私がクライアント宅にお邪魔した際に、収納家具をオーダーしたいというご相談を受けることが時々ありました。しかし、これが言うは易し、おこなうは難しで、簡単ではありません。
まずオーダー家具ができるというところはいくつかあるものの、専門でやっているというところは少ないです。専門のところは基本的に提携する工房に作らせることが多いため、割高なことが多く、やり取りに時間が掛かります。
一方で、工房に直接、図面を持ち込むと、打ち合わせに時間が掛かるうえに、納期がなかなか決まりません。そして結局、クライアントから予算が合わないなどと言われて工房にお断りの連絡を入れるという、残念な結果に終わることがほとんどだったりします。

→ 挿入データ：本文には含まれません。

PR #4525, opened 2026-06-04
Value relation rework & more small updates

### LINKED ISSUE #2148: Value relation field - non-conforming value not displayed in edit mode
When a field's value doesn't match a value in the value relation it is not displayed in edit mode.

I've shared a sample project to demonstrate this - https://app.merginmaps.com/projects/andrewbailey/value_relation_test

Three points with a notes attribute of 'Good', 'Bad', 'Could be better'. A value relationship is defined that only allows 'Good' or 'Bad'. When loading the project into Input the value is displayed in the info pane after selecting it from the map but in edit mode the value is not displayed in the drop-down. I appreciate 'Could be better' should not be an option to select but currently the option box is blank indicating no data is stored in that field. I've got links to screenshots of both the QGIS project and the Input app below.

Info click https://photos.app.goo.gl/gUc8xz1f3DULXgjs5
Edit https://photos.app.goo.gl/2YnC9TU1i7D52mEj6
QGIS https://photos.app.goo.gl/JuGW5YTDutXZkiL3A

QGIS displays brackets around values when not in a value relationship. If the same could happen in Input that would be great.

### LINKED ISSUE #3297: Value relation entries beyond 10k cannot be selected
On a value relation field with > 10000 entries, only the first 10k are selectable.
Entries beyond the 10k mark can be searched but once selected they are not stored.

It seems that two different models are used for populating the list / searching and for fetching the selected key with `convertToKey()`, so the second one only contains the default first 10k entries.

### LINKED ISSUE #3737: Support to order value relation widget by column
`QGIS 3.42` introduces new sorting support for value relations, see https://qgis.org/project/visual-changelogs/visualchangelog342/#feature-additional-sorting-options-on-value-relation-widget

We could support that in our FeaturesModel.

### LINKED ISSUE #4133: Blank page appears when opening a widget Value on the tab Value Relation 2.
**Description**
When opening a tab Value Relation 2 - widget Value that does not have a form attribute defined, a new window opens and the entire page appears blank. 

**Environment**
Staging

App: Mergin Maps Mobile (IOS)
App version: 2025.7.0 (build 25.9.804311)
Device/OS: IPhone 13/ IOS 26.0

**Steps to reproduce**

1. Open the project **tester-ws-1/tc05_forms_widgets**
2. Edit the saved feature 
3. Pan to the tab _Value Relation 2_
4. Click _on the widget Type_ and choose _“Deciduous”_
5. Click _on widget Name_ and select the one that has no predefined options in QGIS.
6. **Click on the Country** and observe that **a new window opens on the bottom of the page**
7. **Click on the Values** and observe that **a new window open and entire page appears blank**

**Actual results**
A new window for the widget Values opens and shows a blank page. 

**Expected results**
Only the new window for the widget Values should appear , aligned to the bottom of the page, without affecting the whole page of the display. 

**Screenshots **

### LINKED ISSUE #4255: App does not allow NULL value on Value Relation widget
**Description**

In QGIS there is an option to enable 'Allow null values' on the Value Relation widget settings. This will create an option to choose 'no selection' in the drop down menu on the form in QGIS. However, in Mergin Maps, this option is not available when using the widget. This can be problematic if the user in the field needs to change a value on an already saved feature from any given value to a null value, currently there is no way to do this in the app.

**Environment**
Production

Mergin Maps 2025.7.0
Android 16

**Steps to reproduce**

- Create a project in QGIS with:
  - a spatial layer that has a field for recording the value relation
  - a non-spatial layer with a unique key field and a value field
- Fill in the non-spatial layer with unique key values like `uuid()` and values for the options field
- Set up the spatial layer form with a Value Relation widget to record the value from the non-spatial field, make sure to enable the 'Allow null values' option

Value relation field settings in QGIS

- Save the project and upload to Mergin Maps
- Download the project in the app
- Add a new feature to the spatial layer and select the value relation widget dropdown menu, there is no option for NULL value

そんなわけで、もっと手軽にオーダー家具の価格や納期が分かればと思うことが何度もありました。それは私のようなコーディネーターだけでなく、ユーザーや工房も同様のことでしょう。
しかし、これからはセミオーダー家具がもっと身近になると思います。オーダー収納家具を1ミリ単位で注文できるというECサイト「HAKOTAN(ハコタン)」がリリースされたからです。
※この記事は2023年9月12日時点の情報に基づいています
ヤスモク・HAKOTAN
このたびオープンした「HAKOTAN(ハコタン)」は収納家具を1mm単位でサイズオーダーできるだけでなく、見積りから図面作成、発注まで、web上で簡単にできてしまうというものです。
製造は岐阜県郡上市に本社を置くヤスモク。タカラスタンダードのシステムキッチンなどを作っているメーカーですから品質は折り紙付きです。スタートアップ企業が思い付きで始めたサービスとはワケが違います。
全12種類の収納家具がオーダー可能
オーダーできる収納家具は実に豊富で、全部で12種類も用意されています。吊戸棚、食器棚、玄関収納、カウンター下収納、デスク、本棚、隙間家具、クローゼット、TVボード、シェルフ、サイドボード、棚板まで。しかも、カラーは最大15色、商品によっては扉の開閉の向きやデザインも選ぶことができます。また、フィラー(すき間を埋める部材)のサイズオーダーやエンドパネル(化粧側板)の追加なども可能です。
商品説明書で仕様も分かる
各商品にはあらかじめ商品説明書、設置説明書、取扱説明書が用意されています。商品説明書を見ると、たとえば扉のスライド丁番はブルム社のものが使われているとか、キャビネットの外箱の板厚は15mmとか、そんな細かいところまでちゃんと確認できます。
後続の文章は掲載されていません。